Changing careers is a big decision. It's both exciting and stressful and requires a significant amount of time and commitment. Whether you are making a professional change after 25 years of work experience or after five years, there is more to it than a regular job search.

You're not alone if you feel somewhat overwhelmed and insecure as you begin the process. The voice inside your head asks a million questions -- do my skills and expertise really translate to my new career? Does it really make sense to change careers at my age? Will I make enough money? What if I don't like my new career -- can I go back to what I'm doing now? And, on top of all of this, there are more typical job search thoughts as well, like are my resume and Linkedln profile strong enough? Is a cover letter really important? I haven't interviewed in years, I'm so out of practice.

Regardless of industry, job function or level of experience, making a career change has its share of challenges. Here are some common obstacles and strategies to overcome them.
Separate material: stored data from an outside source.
PR #1431, opened 2016-02-06
tree-view addition in dox system

### LINKED ISSUE #496: Browse documentation by module
I think the documentation would profit greatly from being browsable by module, e.g. when nothing is entered in the search bar, show a tree-like view on the left that has all the modules; upen clicking on a module the list should be expanded to show the contained dox items, sorted by type.

reasons:
our code and our doc is spread between many files, and while the new interface stuff draws some connections between items, it is still not clear what is where.

people include seqan functionality by including a header file, so this is the most intuitive way to structure functionality from my pov.

xenigmax:
http://docs.seqan.de/seqan/master_test_496/

It was not an easy task.. We should learn HTML, CSS, Javascript(jQuery), Bootstrap, and Python to maintain this system (at least). I have spent about 4 full days for this. :sob:  However, I'm still not confident about this documentation system. **So you should review cafefully before merging this PR.**

If you think we need more work, I suggest you to postpone this feature to the next release.
I'm not sure whether I can do more in the next week. :sob:

this will fix #496


xenigmax:
All right. Test was failed. I didn't know that there is a test for dox. I will check it!

h-2:
Wow, this is really cool! Thanks first of all first of all! 

There are some minor displaying issues on Firefox here and altogether the interface is now very "full". I see two ways one could improve this:
  1. when one clicks on a module, hide all other modules in the tree and instead display a "← back to Module list"; or
  1. move the module list into a extra drop-down menu, either on the bottom beside the version selector, make a drop-down menu below the search bar that reads "Browse by module".

Just my thoughts! @seqan/all what to you think?

h-2:
@xenigmax can you fix the test? what do you think about my comments?

xenigmax:
@h-2 
1) about the test
I will try virtualenv as you said.  The failure will be reproduced if the problem is about Python.

2) about the suggestions.
I think your ideas are good :) If there is no more opinion about this, I will do this as you suggested.

xenigmax:
This should not be merged yet.

xenigmax:
I'm not sure about the UI / UX.  
But I made a PR according to your suggestions on last Monday.

1) Smaller font-size 
2) The module tree will not be shown at the first time. 
3) Hide the tree after searching 
4) The scrolling issue around version selector is resolved.

Demo page:
http://docs.seqan.de/seqan/master_test_496/

xenigmax:
@rrahn @h-2 
I have applied your suggestions so far. 
http://docs.seqan.de/seqan/master_test_496/

Maybe we can talk about other issues(if any) on next Monday.

h-2:
@seqan/seqan-rw I like it, what does everyone else think?

temehi:
looks great. One small thing, it would be awesome if the main window changes automatically when you click on a leaf node eg.  align/align_base. Right now one has to click again on the left side pane to see the contents

jtroehr:
hey Hannes, looks also great to me.

rrahn:
@xenigmax nice! thanks!

xenigmax:
1) @temehi  's suggestion was resolved in the discussion.
2) A Firefox specific layout & javascript issues were fixed.
3) Hide module-tree on keyword input.

PR #1432, opened 2016-02-06
tree-view addition in dox system

### LINKED ISSUE #496: Browse documentation by module

xenigmax:
http://docs.seqan.de/seqan/master_test_496/

It was not an easy task.. We should learn HTML, CSS, Javascript(jQuery), Bootstrap, and Python to maintain this system (at least). I have spent about 4 full days for this. However, I'm still not confident about this documentation system. So you should review carefully before merging this PR.

If you think we need more work, I suggest you postpone this feature to the next release.
I'm not sure whether I can do more in the next week. 

this will close #496


xenigmax:
@rrahn @h-2 
I did the test on my PC and it works fine. 
In other words, I can't reproduce this failure with my PC.

What I did was below.

From /manual/CMakeLists.txt
```
 23 add_test (build_manual
 24           ${SPHINX_EXECUTABLE} -W -n
 25           -b html -d ${CMAKE_BINARY_DIR}/manual/doctrees
 26           ${CMAKE_CURRENT_SOURCE_DIR}/source
 27           ${CMAKE_BINARY_DIR}/manual/html)
```

How can I reproduce it?

h-2:
@xenigmax can you try with a fresh virtualenv? Maybe you are also using a different python version?

xenigmax:
@cpockrandt 
Below was the suggestion from @h-2  in #1431 .

> when one clicks on a module, hide all other modules in the tree and instead display a "← back to Module list"; or

To do this exactly, I have to remove unselected nodes in the tree. However,  the current version of bootstrap-treeview does not support this. It's on the list of the next release.
https://github.com/jonmiles/bootstrap-treeview/issues/50

So, in this PR, I hide the entire tree right after selection of an item and show "back to the module list".
UI-related enhancement can be discussed in the near future again.

cpockrandt:
Are you still working on it? According to the last travis build, ``build_manual`` is still failing.

xenigmax:
It's moved to 3.0 by @rrahn  and I will check the broken test later.

PR #1446, opened 2016-02-10
Added Changelog for Release 2.0.2

cpockrandt:


h-2:
There is now also official FreeBSD support. Can you add that to the Platforms stuff?

Also for the docs, I would not write `moved cpp code blocks into seperate files`, but instead `all code snippets in the documentation system now undergo build tests and continuous integration to ensure that they do not get outdated.` or something like that → the effect for the user should be clear.

At `fixed compiler-warnings in Visual Studio` I would add `( /W2 produces no warnings with SeqAn, now)`

Issue #1172, opened 2015-09-15
KNIME YaraIndexer node fails


esiragusa:
Description
------------------------------
KNIME YaraIndexer node produces a "Configure failed (ArrayIndexOutOfBoundsException): 0" error when connected to an input. The problem seems related to the IPrefixURIPortObject output.

How to reproduce the issue
------------------------------------
* Make the prepare_workflow_plugins target in SeqAn and use the output "workflow_plugin_dir" with the GenericKnimeNodes tools to produce the SeqAn KNIME nodes and input them in KNIME.
* Then connect YaraIndexer (Community Nodes->SeqAn->Read Mapping->YaraIndexer) to an input node (Community Nodes->GenericKnimeNodes->IO->Input File) with any fasta sequence.
* The error "Configure failed (ArrayIndexOutOfBoundsException): 0".

Explanation 
---------------

The latest Yara versions are tagged from develop, while KNIME builds use old master version. This fact should explain the issue.

rrahn:
@temehi is this still a problem?

esiragusa:
@rrahn this issue will be solved when our KNIME nodes will be built for 2.1.0 (see the explanation above). You can close the issue now or perhaps wait until it's solved...

rrahn:
@esiragusa Ah I see. Thanks for the update.

temehi:
@esiragusa @rrahn I was looking more into it. Sorry to say this but I don't think the YaraIndexer KNIME node of the new release  2.1.0 will work! The problem is related to the fact that the indexer doesn't output a single known file_type. The GenericKnimeNodes has a way to deal output-prefixes but yet it expects a common ending/extension for all the resulting files. Which is not the case for YaraIndexer.

rrahn:
@temehi don't be sorry. Fix it! :stuck_out_tongue_winking_eye:
What do you mean with common? Can we not just put some ending to it like: file.index something?
I mean I don't know which files are output by the indexer at the end, but it would be ok to just give it some extension, or am I overseeing something here?

h-2:
Our indexes consist of a bunch of files with all sorts of endings. This a bad design anyway, and in the future we should find some way to stuff the files into one, like `.tar`. Then we could arbitrarily compress this, as well. But for the short term we need a different soluation.
@temehi can we not hack around this some way? This effects all SeqAn tools that save indexes to disk, also Lambda (which I haven't had time to put into KNIME, but plan to do so in the future).

esiragusa:
[...]

PR #1451, opened 2016-02-10
[FIX] Fixes the CTD support for the prefix file types #1172

temehi:
- Added new mimetypes for yara_indexer
- Adds the "any" extension (*) in case of prefix types (input/output)
- This fixes the issue #1172


temehi:
@rrahn @h-2 @esiragusa can you guys merge this ASAP I need it for my next work.

h-2:
@temehi I think it would be better to have a generic SA-Index or FM-Index type, not a "Yara"-type, as the endings are not specific to yara.
Altogether I still do not know why KNIME needs to know about this, though. None of the calling apps need to see these extensions, you always just use the base filename as argument, so I think it is completely unrelated to CTD, or not?

temehi:
@h-2 do other indexers produce this extensions as well? If yes, I will make them an index type. that is not a problem. 

> so I think it is completely unrelated to CTD, or not? 

in order to connect two nodes you need to make sure that the output of one node is compatible to the input type of the second. in the case of input/output prefixes we need to make evrything compatable with everything... So NO it is related to CTD.

esiragusa:
Looks good to me. However Yara's index adds two files .rid.concat and .rid.limits to the FMIndex files. These files store reference ids (sequence names).

temehi:
@esiragusa you mean these two extensions are specific to yara? @h-2 do you have extensions specific to Lambda as well?

esiragusa:
@temehi yes

h-2:
>  @h-2 do you have extensions specific to Lambda as well?

Yes, I do. They depend on selected options, though. Is that a problem?

temehi:
Not at all! all we have to do is register them. But we can do this latter when LAMBDA is KNIME ready. lol.. you know it's a big commitment?. .lol

temehi:
@h-2 ping!  Is there still a problem not to merge this PR?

Lack of Confidence: Feeling self-doubt is quite common when you are considering a career change. Instead of focusing on how you may not measure up, focus on the strong skill set that you developed through experience and expertise. The key is presenting your transferrable skills in an effective way that shows your value to prospective employers.
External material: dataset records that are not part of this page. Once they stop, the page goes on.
Issue #912, opened 2015-03-19
Replace "SEQAN_NAMESPACE_MAIN" with "seqan"


esiragusa:
**To avoid future merge conflicts, do it just before a major release.**

h-2:
fixed by #1454

PR #1454, opened 2016-02-12
[INTERNAL] replaced SEQAN_NAMESPACE_MAIN with seqan #912

cpockrandt:
solves #912


h-2:
@cpockrandt Could you also check for files that now have
```c++
namespace seqan
{
...
}

namespace seqan
{
...
}
```
And join these into one? Should be a nice regex ;-) At least you could scan for files that contain two invocations...

PS: You do not have your git-email setup correctly...

PR #1458, opened 2016-02-13

temehi:
- Added new mimetypes for index files and yara_indexer
 - Adds the "any" extension (*) in case of prefix types (input/output) if not provided
 - This fixes the issue #1172
 - Missing newline added from previous commit


h-2:
This is a different commit than 6f4f253741c56f5dfc5ccc1a199cc0dd690723c2

Please use git cherry pick

h-2:
Please re-open with cherry-picked commit.

temehi:
The correct commit is https://github.com/seqan/seqan/commit/09b5b75. But when I cherry-pick that commit on top of the current master I will get a different commit number with the same changes. Won't that be a problem? I mean master will be 1 commit ahead of develop or not?

PR #1535, opened 2016-03-07
[FIX] delete temporary files when running unit tests

smehringer:
Fixes #1387.

PR #1549, opened 2016-03-10
[FIX] Fixes windows warnings when deleting temporary files.

smehringer:
Addition to #1535


cpockrandt:
Much better code now :+1: :grin:

PR #1525, opened 2016-03-03
[NOP, DOC] changed INPUTPREFIX to INPUT_PREFIX (develop)

temehi:
- changed INPUTPREFIX to INPUT_PREFIX to be consistent with other ArgumentTypes
- added missing documentation in the dox for INPUT_PREFIX and OUTPUT_PREFIX ArgumentTypes.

Fear of the Unknown: Not knowing how you'll fare in your new career can cause anxiety. Doing research can help shift the focus away from what you don't know. Talk to a variety of people in the role you are targeting to gain perspective and insight into what the job is really like, the competitive landscape, industry trends and growth potential. The more you familiarize yourself with what you are getting into, the less fear you will have.

Feeling Overwhelmed: Not knowing where to start in a job search can be daunting, and it's emphasized even more when changing careers. Start by creating a plan of what you need to do. Then set smaller, realistic, achievable goals so you can accomplish one thing and move onto the next (e.g. update Linkedln profile content and headshot). Being able to cross something off your list provides a sense of accomplishment, which will keep you motivated - a key thing during a job search.

Uncomfortable With Networking: Many people feel uncomfortable talking about themselves or having conversations with strangers. Ease into networking by first reaching out to those who you know well (friends, family, close former colleagues) and then attend informal gatherings where you can practice speaking about your career change. The more you do it, the more confidence you will gain. Then you can move onto networking opportunities where you may not know people. The key thing on which to focus during any networking situation is meeting people who can provide insight, connections or guidance, versus meeting someone who will tell you about the perfect new job.

Apprehensive About Linkedln: Even if you're not active on any other social media channel, you should be on Linkedln. It is a vital job search, networking and research tool. There are many ways to maximize its use to gain information/insight, facilitate networking, increase your professional exposure and grow your personal brand as you pursue a career change. You can learn how to use it or improve your current level of expertise through online tutorials, articles, personal contacts, workshops or professional assistance.

Can't Articulate Your Value: Everyone has expertise, skills and unique experiences that make them valuable. If you're having trouble identifying these on your own, seek an objective opinion - from either a personal/professional contact or career consultant. When you talk to someone about your professional experience, they will hear what you're saying in a way that's different from you because they don't have emotional ties to the information (you do). They can help identify and clearly communicate your true value, which is vital as you market yourself in a new direction.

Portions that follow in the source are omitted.